Among the entries below, count the lines that contain the word "passes". Respond with the count only.

▸ **Entries supplied**:
==*==
PR #1298, opened 2026-04-29
fix(parser): glob bracket-class in [[..]] and case labels (-1)

afadesigns:
## Summary
- Two paired parser fixes that were blocking each other.
- Inside `[[ … ]]`, a leading `[` opens a glob bracket-class fragment, not the `[` test-builtin or an array subscript. The default LBRACKET prefix gobbled past the closing `]]`. `parseDoubleBracketGlobBracket` consumes the bracket body as a literal pattern, depth-tracking nested brackets while leaving POSIX classes (`[:name:]`) outside the depth count.
- Case-clause patterns carry the same `[…]` shape (`[*?]*|*[^\\][*?]*)`). The default RBRACKET prefix invited an INDEX infix on the inner `]`, recursing into a phantom subscript and orphaning the case label's `)`. RBRACKET joins the command-word literal token set.

## Test plan
- [x] go test ./... — six new positive tests pass; existing parser tests still pass.
- [x] bash scripts/parser-corpus-sweep.sh — fast-syntax-highlighting/test/to-parse.zsh drops 2 → 1; total 37 → 36; baseline updated.

### DIFF
--- a/.github/parser-error-baseline.txt
+++ b/.github/parser-error-baseline.txt
@@ -1,6 +1,6 @@
 # Parser-error baseline. Regenerate with scripts/parser-corpus-sweep.sh --update-baseline
 # Format: <relpath>\t<count>
-fast-syntax-highlighting/test/to-parse.zsh	2
+fast-syntax-highlighting/test/to-parse.zsh	1
 fzf/shell/key-bindings.zsh	6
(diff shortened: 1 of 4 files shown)


redteamx (approved):
LGTM.

redteamx (approved):
Approved on review.

PR #1299, opened 2026-04-29
fix(lexer): zsh case fall-through ;| and ;& (-1)

afadesigns:
## Summary
- Zsh case-clause fall-through markers `;|` (test next pattern) and `;&` (execute next clause) terminate a clause body the same way `;;` does.
- The lexer split them into SEMICOLON + PIPE / AMPERSAND, the parser's case loop never saw a clause terminator, and the next pattern's `)` orphaned.
- Fuse both markers into DSEMI alongside the existing `;;` path. The literal preserves the source spelling for katas that walk it.

## Test plan
- [x] go test ./... — two new tests for `;|` and `;&` pass.
- [x] bash scripts/parser-corpus-sweep.sh — fast-syntax-highlighting/test/to-parse.zsh drops 1 → 0; total 36 → 35; baseline updated.

### DIFF
--- a/.github/parser-error-baseline.txt
+++ b/.github/parser-error-baseline.txt
@@ -1,6 +1,5 @@
 # Parser-error baseline. Regenerate with scripts/parser-corpus-sweep.sh --update-baseline
 # Format: <relpath>\t<count>
-fast-syntax-highlighting/test/to-parse.zsh	1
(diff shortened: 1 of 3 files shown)


redteamx (approved):
LGTM.

redteamx (approved):
Approved on review.

PR #1300, opened 2026-04-29
fix(parser): array literal ) not subshell terminator (-3)

afadesigns:
## Summary
- Inside a `( … )` subshell, two consecutive `arr=( … )` assignments broke parsing.
- parseGroupedExpression's array-literal branch left curToken on the array's closing `)` without signalling that the parenthesis was already consumed.
- parseBlockStatement matched that `)` against its RPAREN terminator and ended the subshell body prematurely; the next assignment's first token became orphaned.
- Mirror the consumedParenTerminator flag the parseDollarParenExpression path already sets so the enclosing block skips the false terminator and keeps walking statements.

## Test plan
- [x] go test ./... — two new positive tests for array assignments inside a subshell pass.
- [x] bash scripts/parser-corpus-sweep.sh — zinit/zinit-autoload.zsh drops 3 → 0; total 35 → 32; baseline updated.

### DIFF
--- a/.github/parser-error-baseline.txt
+++ b/.github/parser-error-baseline.txt
@@ -4,6 +4,5 @@ fzf/shell/key-bindings.zsh	6
 fzf-tab/test/ztst.zsh	1
 zimfw/zimfw.zsh	15
 zinit/share/git-process-output.zsh	2
-zinit/zinit-autoload.zsh	3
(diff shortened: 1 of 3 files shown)


redteamx (approved):
Approved on review.

redteamx (approved):
LGTM.

PR #1301, opened 2026-04-29
fix(parser): ${#} special parameter (-1)

afadesigns:
## Summary
- `${#}` is the Zsh special parameter "count of positional arguments", not a length operator over a missing subject.
- parseArrayAccess saw the `#`, marked it as the length op, then advanced expecting a subject and erroring on the closing `}`.
- Add RBRACE to subjectIsEmpty so the expansion closes cleanly with Left=nil. `${@}`, `${*}`, `${?}` already worked through the special-name path; `${#}` was the gap.

## Test plan
- [x] go test ./... — new positive test passes; existing parameter-expansion tests still pass.
- [x] bash scripts/parser-corpus-sweep.sh — zinit/zinit.zsh drops 3 → 2; total 32 → 31; baseline updated.

### DIFF
--- a/.github/parser-error-baseline.txt
+++ b/.github/parser-error-baseline.txt
@@ -5,4 +5,4 @@ fzf-tab/test/ztst.zsh	1
 zimfw/zimfw.zsh	15
 zinit/share/git-process-output.zsh	2
 zinit/zinit-install.zsh	5
-zinit/zinit.zsh	3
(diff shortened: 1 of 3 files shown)


redteamx (approved):
Approved on review.

redteamx (approved):
LGTM.

PR #1302, opened 2026-04-29
fix(parser): zsh keyword as ${...} subject (-1)

afadesigns:
## Summary
- Zsh keywords (`in`, `for`, `while`, `case`, `function`, …) double as ordinary variable names when they appear as the subject of a `${…}` expansion.
- Lexer always emits them as keyword tokens, so parseArrayAccessSubject's fallthrough hit noPrefixParseFnError on `IN` / `FOR` / etc. and the surrounding expansion failed to close.
- Add an `isSubjectKeyword` guard to degrade those tokens to a literal identifier in subject position. Covers `${in}`, `${(flags)in}` (zinit's `${(Z+Cn+)in}`), and the modifier tail.

## Test plan
- [x] bash scripts/parser-corpus-sweep.sh — zinit/zinit.zsh drops 2 → 1; total 31 → 30; baseline updated.

### DIFF
--- a/.github/parser-error-baseline.txt
+++ b/.github/parser-error-baseline.txt
@@ -5,4 +5,4 @@ fzf-tab/test/ztst.zsh	1
 zimfw/zimfw.zsh	15
 zinit/share/git-process-output.zsh	2
 zinit/zinit-install.zsh	5
-zinit/zinit.zsh	2
+zinit/zinit.zsh	1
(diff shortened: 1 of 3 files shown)


redteamx (approved):
Approved on review.

redteamx (approved):
LGTM.

PR #1303, opened 2026-04-29
fix(parser): zsh `if cond cmd` shortcut without then/fi (-13)

afadesigns:
## Summary
- Zsh accepts the shorthand `if (( cond )) cmd` and `if [[ cond ]] cmd` — the trailing command is the consequence, no `then`/`fi` pair.
- parseBlockStatement(THEN, LBRACE) walked past the cmd into the enclosing terminator, then crashed on the `)` of a `=( … )` proc-sub or the `}` of a function body. zimfw's init-builder relied on this shape pervasively (15 cascading errors from one site).
- Pass RPAREN / RBRACE as additional cond-block terminators so the cmd gets absorbed into the cond block but parsing yields control as soon as the surrounding terminator is reached. `tryDegradeNoThenShortcut` promotes the last absorbed statement to Consequence so the AST still records the body. parseProcessSubstitution honours the same break without advancing past its closing `)`.

## Test plan
- [x] go test ./... — three new positive tests for the shortcut form pass.
- [x] gocyclo -over 15 . — clean (parseIfStatement holds at 15 via the extracted helper).
- [x] bash scripts/parser-corpus-sweep.sh — zimfw/zimfw.zsh drops 15 → 2; total 30 → 17; baseline updated.

### DIFF
--- a/.github/parser-error-baseline.txt
+++ b/.github/parser-error-baseline.txt
@@ -2,7 +2,7 @@
 # Format: <relpath>\t<count>
 fzf/shell/key-bindings.zsh	6
 fzf-tab/test/ztst.zsh	1
-zimfw/zimfw.zsh	15
+zimfw/zimfw.zsh	2
 zinit/share/git-process-output.zsh	2
 zinit/zinit-install.zsh	5
 zinit/zinit.zsh	1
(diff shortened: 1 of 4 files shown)


redteamx (approved):
Approved on review.

redteamx (approved):
LGTM.

PR #1304, opened 2026-04-29
fix(lexer): `#` is not a comment inside ${...}

afadesigns:
## Summary
- Inside a `${…}` parameter expansion, `#` is the length / pattern operator, never a comment opener.
- Lexer's hasSpace heuristic in tryShebangOrComment treated a `#` after whitespace as comment-start and swallowed the rest of the line — broke patterns like `${${X## ##}%%y##}` where `##` appears after a literal space inside the modifier.
- Track `${` openers via `dollarBraceDepth` and short-circuit the comment path when depth > 0. Mirrors the existing `inArithmetic` guard for `((…))`.

## Test plan
- [x] go test ./... — new positive test `TestParseDollarBraceHashAfterSpaceNotComment` passes.
- [x] bash scripts/parser-corpus-sweep.sh — total stays at 17 (no regression). Real corpus pattern parses cleanly in isolation; cascade in zimfw masks the per-file delta.

### DIFF
--- a/pkg/lexer/lexer.go
+++ b/pkg/lexer/lexer.go
@@ -60,6 +60,11 @@ type Lexer struct {
 	// (e.g. `_os=$_sys*~*((alt|alt))` is a glob, not arith).
 	lastEmittedType     token.Type
 	lastEmittedHadSpace bool
+
+	// dollarBraceDepth tracks how many `${` openers are still awaiting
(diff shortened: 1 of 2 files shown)


redteamx (approved):
LGTM.

redteamx (approved):
Approved on review.

PR #1305, opened 2026-04-29
fix(parser): zsh glob # / ## qualifier in command words (-1)

afadesigns:
## Summary
- Zsh glob-pattern qualifiers `#` (zero+) and `##` (one+) attach to the preceding pattern character without a space — `a##b`, `[[:space:]]##[^[:space:]]*`, `(a|b)#`.
- parseCommandWord treated the HASH token as a command delimiter (HASH starts a comment in command position) and split the word, so case labels like `[[:space:]]##[^[:space:]]*)` lost their tail past the qualifier and the closing `)` orphaned.
- Add HASH to `commandWordLiteralTokens` so it lexes as a literal pattern part inside a command word; teach `commandWordContinues` to glide past HASH when the preceding token can carry a qualifier (RBRACKET, RPAREN, ASTERISK, QUESTION, PLUS, IDENT, STRING, HASH itself).

## Test plan
- [x] go test ./... — three new positive tests pass.
- [x] bash scripts/parser-corpus-sweep.sh — fzf-tab/test/ztst.zsh drops 1 → 0; total 17 → 16; baseline updated.

### DIFF
--- a/.github/parser-error-baseline.txt
+++ b/.github/parser-error-baseline.txt
@@ -1,7 +1,6 @@
 # Parser-error baseline. Regenerate with scripts/parser-corpus-sweep.sh --update-baseline
 # Format: <relpath>\t<count>
 fzf/shell/key-bindings.zsh	6
-fzf-tab/test/ztst.zsh	1
 zimfw/zimfw.zsh	2
 zinit/share/git-process-output.zsh	2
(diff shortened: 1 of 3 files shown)


redteamx (approved):
Approved on review.

redteamx (approved):
LGTM.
==*==
▸ **Exercise answer**: 2